Nii Kwate Owoo, a celebrated Ghanaian film-maker who was once on the rite in Kumasi on 1 Would possibly, made his identify within the Nineteen Seventies together with his documentary You Cover Me, which lambasts the British Museum for hoarding African treasures.
“An armed robber comes into your house, mows down your family and grabs your valuables, and comes back later and says: ‘OK, you’re making noises, I’ll give this back as a loan!’” Mr Owoo instructed me, deeply unimpressed by means of the British phrases.
Mr Agyeman-Duah understands those feelings – his personal great-grandfather was once exiled by means of the British throughout the Anglo-Asante wars – however is assured the Asantehene selected the appropriate trail.
“We’ve been talking about this for 50 years, and nothing happened… if we couldn’t find a middle way, we’d have just continued with this stalemate,” he argues.

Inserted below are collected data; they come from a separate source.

PR #718, opened 2026-06-12
fix: request analyzer stats fields

SyMind:
## Summary

Rspack 2.0 changed the default `stats.toJson()` output so fields like `modules`, `assets`, `chunks`, `chunkGroups`, and `entryPoints` are no longer included unless requested explicitly. See the [Rspack v2 migration guide](https://rspack.rs/guide/migration/rspack_1.x#changed-default-parameters-of-statstojson).

That can leave webpack-bundle-analyzer with incomplete stats when it runs against Rspack 2.0. This PR makes analyzer modes request the stats fields they need directly instead of relying on compiler defaults.

## Changes

- Add internal stats options for bundle analysis.
- Use them in `server`, `static`, and `json` analyzer modes.
- Keep user-provided `statsOptions` scoped to generated stats files.
- Add regression tests and a patch changeset.

## Notes

`statsOptions` remains user-controlled because users may intentionally filter fields such as assets or modules. Analyzer report generation needs a stable minimum stats shape, so it uses dedicated internal options.

## Validation

- `npm test`
- `npm run lint`
- `npm run build:analyzer`
- `npm run lint:types`
- Targeted Jest, ESLint, and Prettier checks for the touched files.

### DIFF
--- a/.changeset/fair-forks-tap.md
+++ b/.changeset/fair-forks-tap.md
@@ -2,4 +2,4 @@
 "webpack-bundle-analyzer": patch
 ---
 
-Ensure analyzer modes request the stats fields needed for bundle analysis.
+Explicitly define `stats.toJson()` options for bundle analysis to support Rspack 2.0 with minimal code changes needed.
--- a/.changeset/fair-forks-tap.md
+++ b/.changeset/fair-forks-tap.md
@@ -1,0 +1,5 @@
+---
+"webpack-bundle-analyzer": patch
+---
+
+Ensure analyzer modes request the stats fields needed for bundle analysis.
--- a/src/BundleAnalyzerPlugin.js
+++ b/src/BundleAnalyzerPlugin.js
@@ -30,6 +30,32 @@ const viewer = require("./viewer");
 /** @typedef {string | (() => string)} ReportTitle */
 /** @typedef {(options: { listenHost: string, listenPort: number, boundAddress: string | AddressInfo | null }) => string} AnalyzerUrl */
 
+/** @type {StatsOptions} */
+const analyzerStatsOptions = {
+  all: false,
+  assets: true,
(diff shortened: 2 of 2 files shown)


valscion (commented):
What use case needs this? Never heard of this kind of need in the past

SyMind:
@valscion This is mainly for Rspack 2.0 compatibility.

Rspack 2.0 changed the default output of `stats.toJson()`: fields such as `modules`, `assets`, `chunks`, `chunkGroups`, and `entryPoints` are no longer included by default unless requested explicitly:
https://rspack.rs/guide/migration/rspack_1.x#changed-default-parameters-of-statstojson

webpack-bundle-analyzer currently calls `stats.toJson()` without options in analyzer modes, so with Rspack 2.0 it can receive incomplete stats and fail to build the expected bundle analysis data.

The goal of this PR is to make the analyzer request the minimum stats shape it depends on, instead of relying on compiler-specific defaults.

valscion (approved):
Hmm OK, thanks for explaining! I do understand this better now.

Now I wonder if there's any way to add reasonable test coverage for this... we don't really support Rspack in the sense of having any guarantees of it working here nor do we want to have CI test against it as it brings additional maintenance burden to verify it doesn't break here.

But this is such a small change and doesn't seem brittle so might as well have it. I'll modify the changeset a bit to describe this stance on Rspack.

Verthon:
Hello @valscion is it possible to try this fix on some alpha/custom version of the webpack-bundle-analyzer ? Thanks

valscion:
https://github.com/webpack/webpack-bundle-analyzer/issues/720 will likely need help with first :)

valscion:
Turns out CI was happy now so I released v5.3.1 with this change in :)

There are perceivable similarities between the British pillaging of Kumasi and some other infamous episode in West African colonial historical past – the sacking of the palace of the king, or Oba, in Benin Town in 1897, in what’s lately Edo Condition, southern Nigeria.

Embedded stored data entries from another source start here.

PR #725, opened 2026-07-26
fix: preserve compiler paths for shared plugin instances

### LINKED ISSUE #506: Incorrect bundle paths when bundles are in multiple directories.
#### Issue description

Where bundles are output to more than one directory, bundle paths are incorrect. 

I'm using `webpack-bundle-analyser` with Gatsby via [gatsby-plugin-webpack-bundle-analyser-v2](https://github.com/JimmyBeldone/gatsby-plugin-webpack-bundle-analyser-v2) which is a very thin plugin. Gatsby adds bundles to `/public/`, however another plugin I use [gatsby-plugin-netlify-cms](https://www.gatsbyjs.com/plugins/gatsby-plugin-netlify-cms/) adds bundles to `/public/admin/`. When `BundleAnalyzerPlugin` [derives the `bundleDir`](https://github.com/webpack-contrib/webpack-bundle-analyzer/blob/7d6039e24e84c6e156a8dea36528a12a554bb714/src/BundleAnalyzerPlugin.js#L136) it resolves (using `this.compiler.outputPath` to `/path/to/public/admin/` which it then uses as a prefix for all bundle paths. This means only the bundles that are generated to `/admin/` are correct. The rest are not and result in warnings:

> Error parsing bundle asset "/Users/me/Sites/www/public/app.js": no such file

It seems the current architecture can't handle situations where bundles are in two different locations. 

#### Technical info

<pre>
  System:
    OS: macOS 12.3.1
    CPU: (12) x64 Intel(R) Core(TM) i9-8950HK CPU @ 2.90GHz
    Memory: 133.81 MB / 32.00 GB
    Shell: 3.2.57 - /bin/bash
  Binaries:
    Node: 14.18.2 - ~/.nvm/versions/node/v14.18.2/bin/node
    Yarn: 1.22.17 - /usr/local/bin/yarn
    npm: 6.14.15 - ~/.nvm/versions/node/v14.18.2/bin/npm
    Watchman: 2021.11.15.00 - /usr/local/bin/watchman
  npmPackages:
    gatsby-plugin-webpack-bundle-analyser-v2: ^1.1.26 => 1.1.26 </pre>
</pre>

utkarshalpha:
## Summary

Fixes #506.

A `BundleAnalyzerPlugin` instance can be applied to multiple compilers, but the plugin previously stored only the most recently applied compiler. As a result, every done-hook callback resolved bundle assets and report files against that compiler's output directory.

This change:

- passes the compiler captured by each done-hook closure into report and stats generation;
- resolves bundle directories and output filenames against that compiler;
- uses the current compiler's bundle directory when refreshing server-mode chart data; and
- adds a multi-compiler regression test with one shared plugin instance for both Webpack 4 and Webpack 5.

## Testing

- `npm exec -- jest test/plugin.js --runInBand --testNamePattern=should.use.each.compiler.output.path` (2 passed)
- `npm exec -- jest test/viewer.js --runInBand` (5 passed)
- `npm exec -- eslint src/BundleAnalyzerPlugin.js src/viewer.js test/plugin.js`
- `npm exec -- tsc --pretty --noEmit`
- `npm exec -- prettier --check src/BundleAnalyzerPlugin.js src/viewer.js test/plugin.js .changeset/calm-compilers-report.md`
- `npm run build`

### DIFF
--- a/src/BundleAnalyzerPlugin.js
+++ b/src/BundleAnalyzerPlugin.js
@@ -127,7 +127,10 @@ class BundleAnalyzerPlugin {
 
       if (this.opts.generateStatsFile) {
         actions.push(() =>
-          this.generateStatsFile(stats.toJson(this.opts.statsOptions)),
+          this.generateStatsFile(
+            stats.toJson(this.opts.statsOptions),
+            compiler,
+          ),
         );
       }
 
@@ -138,15 +141,21 @@ class BundleAnalyzerPlugin {
 
       if (this.opts.analyzerMode === "server") {
         actions.push(() =>
-          this.startAnalyzerServer(stats.toJson(analyzerStatsOptions)),
+          this.startAnalyzerServer(
+            stats.toJson(analyzerStatsOptions),
+            compiler,
+          ),
         );
       } else if (this.opts.analyzerMode === "static") {
         actions.push(() =>
-          this.generateStaticReport(stats.toJson(analyzerStatsOptions)),
+          this.generateStaticReport(
+            stats.toJson(analyzerStatsOptions),
+            compiler,
+          ),
         );
       } else if (this.opts.analyzerMode === "json") {
         actions.push(() =>
-          this.generateJSONReport(stats.toJson(analyzerStatsOptions)),
+          this.generateJSONReport(stats.toJson(analyzerStatsOptions), compiler),
         );
       }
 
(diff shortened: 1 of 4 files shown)


src/BundleAnalyzerPlugin.js
```diff
@@ -175,12 +184,15 @@ class BundleAnalyzerPlugin {
 
   /**
    * @param {StatsCompilation} stats stats
+   * @param {Compiler=} compiler compiler
    * @returns {Promise<void>}
    */
-  async generateStatsFile(stats) {
+  async generateStatsFile(
+    stats,
+    compiler = /** @type {Compiler} */ (this.compiler),
```
valscion: Is there a reason to allow leaving out the `compiler` argument now? This looks like AI using protective coding pattern over understanding if this default is what we want or not.

utkarshalpha: Good catch — there was no real need for the default. The hook already threads the actual compiler through every internal call site, so I removed the `this.compiler` fallback and made the parameter required in 8fabe1a.

valscion (approved):
Looks good to me!

Also, noticed that `analyzerMode === "server"` is not really covered even in base branch so those changed lines also can't be verified by CI... would be lovely to see a change that would add missing coverage for that.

That was once when the British took the Benin Bronzes – 1000’s of brass castings and ivory carvings – that are at the leading edge of the talk round looted artefacts in Western museums.
Nigeria has had some good fortune in its marketing campaign for the go back of the bronzes.
In 2022 the German govt introduced the switch of possession of a few 1,000 Benin Bronzes.
Germany’s Overseas Minister Annalena Baerbock flew to Nigeria’s capital, Abuja, and passed over 22 of probably the most impressive items to the Nigerian govt.
She mentioned it was once “a step that was long overdue”.